(Collection entries)
※
PR #1757, opened 2023-06-23
docs: fix postgres datasource username

gabor-boros:
As per the [documentation](https://questdb.io/docs/third-party-tools/grafana/#add-a-data-source) the username for the datasource should be `admin` instead of `user`.


amyshwang:
Hi @gabor-boros thank you - I dug into this and realised that the one on the docs is wrong - in `server.conf` the configuration is:
```
#pg.readonly.password=quest
#pg.readonly.user=user
```
So the default should be `user`. This is explained in the blog but I should make it clearer.
I will close this PR and submit another one to fix the docs - thank you again for identifying this.

gabor-boros:
@amyshwang Is the wrong config included in the already published Docker images too? Asking this because I was able to connect Grafana to QuestDB using the docs, but not the tutorial. I.e. using admin:quest

gabor-boros:
@amyshwang I'm not sure this is the relevant `server.conf`, but this sats `admin` for the user: https://github.com/questdb/questdb/blob/master/core/src/main/resources/io/questdb/site/conf/server.conf#L604

amyshwang:
@gabor-boros I will find out more about `pg.user=admin` but the one the blog and our latest docs refer to is `pg.readonly.user=user`.

See https://questdb.io/blog/time-series-monitoring-dashboard-grafana-questdb/

gabor-boros:
@amyshwang Ah, this was what I'm missing: `QDB_PG_READONLY_USER_ENABLED=true`. Otherwise, the readonly user is not available for login.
※
Work instructions
Each record must be transcribed exactly, with nothing left out.

Reply
PR #1757, opened 2023-06-23
docs: fix postgres datasource username

gabor-boros:
As per the [documentation](https://questdb.io/docs/third-party-tools/grafana/#add-a-data-source) the username for the datasource should be `admin` instead of `user`.


amyshwang:
Hi @gabor-boros thank you - I dug into this and realised that the one on the docs is wrong - in `server.conf` the configuration is:
```
#pg.readonly.password=quest
#pg.readonly.user=user
```
So the default should be `user`. This is explained in the blog but I should make it clearer.
I will close this PR and submit another one to fix the docs - thank you again for identifying this.

gabor-boros:
@amyshwang Is the wrong config included in the already published Docker images too? Asking this because I was able to connect Grafana to QuestDB using the docs, but not the tutorial. I.e. using admin:quest

gabor-boros:
@amyshwang I'm not sure this is the relevant `server.conf`, but this sats `admin` for the user: https://github.com/questdb/questdb/blob/master/core/src/main/resources/io/questdb/site/conf/server.conf#L604

amyshwang:
@gabor-boros I will find out more about `pg.user=admin` but the one the blog and our latest docs refer to is `pg.readonly.user=user`.

See https://questdb.io/blog/time-series-monitoring-dashboard-grafana-questdb/

gabor-boros:
@amyshwang Ah, this was what I'm missing: `QDB_PG_READONLY_USER_ENABLED=true`. Otherwise, the readonly user is not available for login.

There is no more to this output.